9. The Commissioner of Income-tax (Appeals) has noted that the explanations of the assessee is nothing but after thought and the same is being justified in the appeal proceeding by filing an affidavit of Ashok Kumar Varshaney which was not filed during the course of the appellate proceeding for which no reasonable explanation could be given by the assessee justifying as to how the assessee was pre vented by sufficient cause from producing this affidavit before the Assessing Officer. The learned authorised representative contended that the Commissioner of Income-tax (Appeals) has wrongly not admitted the affidavit filed by Shri Ashok Kumar Varshney. He relied upon the judgment of the hon’ble Allahabad High Court in the cases of Smt. Mohindar Kaur v. Central Government [1976] 104 ITR 120 (All.) and the order of Income-tax Appellate Tribunal, Delhi Bench in the case of ITO v. Jitender Mehra [1995] 53 ITD 396 (Delhi). The judgment of the hon’ble Allahabad High Court and the order of Income-tax Appellate Tribunal both do not help to the assessee as the facts of that cases are different than the facts of the case under consideration The Commissioner of Income-tax (Appeals) did not accept the said affidavit as rule 46A(1) clearly provides the condition that the appellant was to show that he was prevented by sufficient cause from producing evidence before the Assessing Officer. In the case under consideration, the assessee has failed to give any sufficient cause for not producing the same before the Assessing Officer, therefore, we find that the Commissioner of Income-tax (Appeals) has rightly rejected the contention of the assessee.”

5. Shri Rahul Agarwal, appearing for the assessee-appellant, submits that the same amount has been added to the income of the assessee’s brother, Shri Ashok Kumar Varshaney, and thus the assessee’s explanation should have been considered. He further submits that in the explanation before the Assessing Officer it was clearly stated that the gold weighing 363.35 gms. valued at Rs. 2,89,693 found from locker No. 27A (S. Nos. 5 and 6 of the valuation report) was kept for the sister, Rekha Varshney, and deemed belonging to her and, therefore, instantly in the statement it was stated to belong to the sister, Rekha Varshney. He then explained the source of investment in gold (ticket) at serial No. 5 gold.

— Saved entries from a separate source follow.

Issue #4592, opened 2018-04-24
xfreerdp can not built with WITH_POSIX_TIMER on __sun


yurashek:
After establishing the TCP connection the xfreerdp fail on non-existing implementation of timer
...
[16:39:26:709] [909:00000002] [INFO][com.freerdp.core.proxy] - Successfully connected to w10:3389
[16:39:27:673] [909:00000002] [INFO][com.freerdp.gdi] - Local framebuffer format  PIXEL_FORMAT_BGRX32
[16:39:27:673] [909:00000002] [INFO][com.freerdp.gdi] - Remote framebuffer format PIXEL_FORMAT_RGB16
[16:39:27:863] [909:00000002] [INFO][com.winpr.clipboard] - initialized POSIX local file subsystem
[16:39:27:865] [909:00000002] [ERROR][com.winpr.synch.timer] - InitializeWaitableTimer: os specific implementation is missing

bash-4.4$ xfreerdp /buildconfig
This is FreeRDP version 2.0.0-dev3 (n/a)
[...]

PR #4605, opened 2018-05-01
Allow POSIX timer usage on FreeBSD as well

kevans91:
We, too, have a POSIX timer implementation. =)


akallabeth:
Looks like we should move that check out of source into a CMake detection (there is #4592 for sun too)

akallabeth:
Thank you for the contribution, but this pull is superseeded by #4608 which should solve this issue for all OS that implement posix timer.

PR #4606, opened 2018-05-01
Pull in the LibreSSL compatibility patches from FreeBSD

kevans91:
While I don't personally run LibreSSL, these patches were submitted by folks that do use LibreSSL and have tested them for a while now on FreeBSD.


akallabeth:
@freerdp-bot test

PR #4607, opened 2018-05-02
FreeBSD: epoll/timerfd support

kevans91:
FreeBSD has a libepoll-shim port that provides the epoll API as a wrapper of kevent. As such, some extra work is required to locate the headers to add to the include directories and some extra libraries are needed for linking.

5e9c8c4 is included here because DragonflyBSD is FreeBSD-compatible here and actually uses a modified version of our ports tree, so things in our tree are slightly tangled and this was included to allow the epoll-shim bits to work for DragonflyBSD as well.

aca530b is also only tangentially related- it was introduced to our tree at the same time as the epoll support, but it opts to use shm support instead of tmp files here for performance reasons.


akallabeth:
@freerdp-bot test

PR #4610, opened 2018-05-02
Fix #4597: Do string argument checks before a possible strtol

### LINKED ISSUE #4597: FreeBSD strtol() behaves different -- /network:lan doesn't work

akallabeth:
strtol sets errno, which must be reset if it is no abort condition.
Invert the comparisons to avoid that.
Superseeds #4598 

We do not reset `errno` as there must never be a condition where it is not handled.
If somewhere a function sets a code that is not reset it must be handled there.

### DIFF
--- a/client/common/cmdline.c
+++ b/client/common/cmdline.c
@@ -1965,23 +1965,22 @@ int freerdp_client_settings_parse_command_line_arguments(rdpSettings* settings,
 		}
 		CommandLineSwitchCase(arg, "gateway-usage-method")
 		{
-			long type;
+			long type = 0;
 			char* pEnd;
-			type = strtol(arg->Value, &pEnd, 10);
 
-			if (errno != 0)
-				return COMMAND_LINE_ERROR_UNEXPECTED_VALUE;
-
-			if (type == 0)
+			if (_stricmp(arg->Value, "none") == 0)
+				type = TSC_PROXY_MODE_NONE_DIRECT;
+			else if (_stricmp(arg->Value, "direct") == 0)
+				type = TSC_PROXY_MODE_DIRECT;
+			else if (_stricmp(arg->Value, "detect") == 0)
+				type = TSC_PROXY_MODE_DETECT;
+			else if (_stricmp(arg->Value, "default") == 0)
+				type = TSC_PROXY_MODE_DEFAULT;
+			else
 			{
-				if (_stricmp(arg->Value, "none") == 0)
-					type = TSC_PROXY_MODE_NONE_DIRECT;
-				else if (_stricmp(arg->Value, "direct") == 0)
-					type = TSC_PROXY_MODE_DIRECT;
-				else if (_stricmp(arg->Value, "detect") == 0)
-					type = TSC_PROXY_MODE_DETECT;
-				else if (_stricmp(arg->Value, "default") == 0)
-					type = TSC_PROXY_MODE_DEFAULT;
+				type = strtol(arg->Value, &pEnd, 10);
+				if (errno != 0)
+					return COMMAND_LINE_ERROR_UNEXPECTED_VALUE;
 			}
 
 			freerdp_set_gateway_usage_method(settings, (UINT32) type);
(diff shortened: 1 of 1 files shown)


kevans91:
All of the other strto* calls with a following errno check still need to be fixed as per my other patch. One strto* failure cascades into other failures without those, so not all of the errno resets I included were redundant -- including these ones.

akallabeth:
@kevans91 There shouldn't be any cascade as whenever a `errno` is set the command line parser must return a error condition (and the client abort)

kevans91:
Ah, so not these two- there were still a couple other instances outside of cmdline that didn't look like they would cause an abort ?

akallabeth:
@kevans91 Those are channel command line parsing and gateway related (or some other command line utils)

kevans91:
*nod* Fair enough, then. =)

client/common/cmdline.c
```diff
@@ -1965,23 +1965,22 @@ int freerdp_client_settings_parse_command_line_arguments(rdpSettings* settings,
...
 			{
-				if (_stricmp(arg->Value, "none") == 0)
-					type = TSC_PROXY_MODE_NONE_DIRECT;
-				else if (_stricmp(arg->Value, "direct") == 0)
-					type = TSC_PROXY_MODE_DIRECT;
-				else if (_stricmp(arg->Value, "detect") == 0)
-					type = TSC_PROXY_MODE_DETECT;
-				else if (_stricmp(arg->Value, "default") == 0)
-					type = TSC_PROXY_MODE_DEFAULT;
+				type = strtol(arg->Value, &pEnd, 10);
```
p-pautov: May be go a step further and drop numeric values support altogether? I just can't think of a good reason for anyone to use numeric value here.

p-pautov:
I think, "strto*" calls still need to be revisited (in a separate effort). The usage of this API "as is" seems to be too error prone. As was mentioned in original PR it might not reset "errno" on both success and failure. Say, some other call before "strto*" might set "errno" to failure (which might not be critical for that call) and then we might discard a valid number.
It seems that the only reliable way to test "strto*" success/failure is to check whether "pEnd/endptr" pointer has reached the end of input string.

akallabeth:
@p-pautov `errno` values must be handled when they are set. Of course that can be quite taxing, but it is the only way to go. doing some other kind of hackish error checks is not really a good idea.

p-pautov:
@akallabeth I'm not arguing against checking of `errno`. The problem here is that `strtol()` sets it rather frivolously (at least on Linux), making `errno` check after `strtol()` call _almost_ useless. Just checking `errno` is not enough.

```C
#include <stdlib.h>
#include <errno.h>
#include <stdio.h>

void parse_num(const char* str)
{
	strtol(str, NULL, 0);

	if (errno == 0) {
		printf("'%s' is a number\n", str);
	} else {
		printf("'%s' is NOT a number\n", str);
	}
}

int main()
{
	parse_num("banana");

	fopen("non-existent-file", "r");

	parse_num("5");
}
```
The above program prints following on Ubuntu 16.04
```
'banana' is a number
'5' is NOT a number
```
Here is how more reliable wrapper around `strtol()` could look like:
https://github.com/openssh/openssh-portable/blob/master/openbsd-compat/strtonum.c
https://gist.github.com/gocha/623eb5611bd9648fb3024146d6ecc055/

mfleisz:
Merging this as it fixes the initial issue #4597 
We should open a separate issue for the general problem of converting string to numbers as @p-pautov pointed out.

PR #4612, opened 2018-05-02
Follow OpenBSD convention when installing manpages on FreeBSD

kevans91:
Both OS install third party man pages into ${PREFIX}/man/man${SECTION}, rather
than the convention established in the base system of share/man/man${SECTION}.


hardening:
@freerdp-bot can you test this trivial patch.

PR #4614, opened 2018-05-02
Abstract away CMake module installation setting, install differently on FreeBSD

kevans91:
As indicated by 824ace4:

Different platforms/systems may install CMake modules into different places. For
instance, FreeBSD will install modules into ${PREFIX}/share/cmake/Modules while
Linux distributions might install into ${PREFIX}/lib/cmake.

This leaves us with a useful abstraction- consumers only need to care about
the name of their subdirectory, and only one place needs to be patched to change
where this subdirectory lands.


akallabeth:
@freerdp-bot test

PR #4617, opened 2018-05-03
Upstream the rest of our local FreeBSD patching

kevans91:
FreeBSD/DragonflyBSD are also UNIX platforms, as far as trio is concerned, and we don't need to set the CMAKE_INSTALL_RPATH on FreeBSD.


akallabeth:
@freerdp-bot test

saper:
Big thanks to @kevans91 and everyone on working on this. Today I was able to build master (c5b84db) on FreeBSD just with `cmake .` and `make` and it is working as expected. My previous issues related to NLA with Windows Server 2016 (probably similar to #4487) disappeared.

Thank you for all the work!

kevans91:
@saper Good to hear, thanks! =) It got kind of tiring rerolling these patches in the ports tree for every update.

Issue #4593, opened 2018-04-25
Unable to share drives


mahmoodn:
On centos 7, I want to connect to a windows server via xfreerdp. The following command works properly

`# xfreerdp -u administator 10.1.1.2`

However, I can not share the host drives. 

```
# xfreerdp +drives -u administator 10.1.1.2
transport_connect:getaddrinfo (Name or service not known)
Error: protocol security negotiation failure
```

The version is 1.0.2 and the freerdp-plugins package has been installed.

ondrejholy:
This new syntax doesn't work in stable-1.0 versions. Try  `--plugin rdpdr --data disk:<Name>:<Path> --` instead of `+drives`.

By the way, I've updated xfreerdp man page by commit https://github.com/FreeRDP/FreeRDP/commit/0c050bb8cde65b0ac368f06bfd5ec36cccf87a83 and the update is part of RHEL 7.5...

ondrejholy:
Hmm, https://github.com/FreeRDP/FreeRDP/wiki/Plugins contains the following:

> Note: With freerdp version 1.0.2 the parameter "disk" is going to be replaced by "drive" for compatibility reasons to MS RDP.

But 1.0.2 still obviously uses `--plugin rdpdr --data disk:<Name>:<Path> --`...

And also please be aware of:

> If you want any redirection to work with Windows Server 2012 you MUST use --plugin rdpsnd before you use any rdpdr options.

(Windows Server 2012 or newer)

ondrejholy:
It should be before, not instead of it, so `xfreerdp --plugin rdpsnd --plugin rdpdr --data disk:home:/home -- -u administrator 10.1.1.2` if I am not mistaken.

> What should I write in the network map page of windows? is that the sharename only (home) or \sharename (\home)?

I don't know and don't have time to test, maybe somebody from maintainers would know...?

ondrejholy:
Also be sure that you properly logged out the rdp session (e.g. over start menu) before you are going to try the redirection.

mahmoodn:
OK. That command says no error.

```
# xfreerdp --plugin rdpsnd --plugin rdpdr --data disk:home:/home -- -u administrator 10.1.1.2
loading plugin rdpsnd
loading plugin rdpdr
connected to 10.1.1.2:3389
Password:
registered device #1: home (type=8 id=1)

```
However, still I can not access the drive in windows. In map network drive, I tried
\\home
and 
\\10.1.1.1\home
[...]

PR #4626, opened 2018-05-04
Fix drive redirection in manpage

ondrejholy:
Man page has been updated according to the wiki. Unfortunately, wiki
mentioned "drive" subplugin for 1.0.2, but stable-1.0 still uses "disk".
Let's fix the man page accordingly.

Closes: https://github.com/FreeRDP/FreeRDP/issues/4593


bmiklautz:
Thanks!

He also tried to explain the investment in annexure A-4 page 42, which was recovered from the respondent that it relates to Shri Ashok Kumar Varshney and is out of income, which has been declared in the statement under section 132(4) and included in the income shown in his return The investment in gold cannot be treated as unexplained investment and as such there is no question of adding it at the prevalent rate of gold on the date of search It was also stated in his explanation dated November 24, 2007, that if any further information is required or the evidence does not satisfy the assessee may be informed so that he may furnish such evidence.

6. We find that the explanation of the appellant was considered by all the authorities and they clearly held that the two gold biscuits recovered from the locker of the assessee were not owned by Shri Ashok Kumar Varshney at the time of recording his statement while making declaration/surrender of undisclosed income. So far as the slip A-4 is concerned, the income-tax authorities recorded findings that the assessee has tried to get the benefit of that addition in his hands without sufficient evidence. The details recorded in the slip A-4 were the investment and not the actual quantity of gold, which was recovered from the locker of the assessee.

7. We are of the view that the findings recorded by the income-tax authorities are findings of fact on which no question of law as formulated in the grounds of appeal arise for consideration in this appeal.

8. The income-tax appeal is dismissed.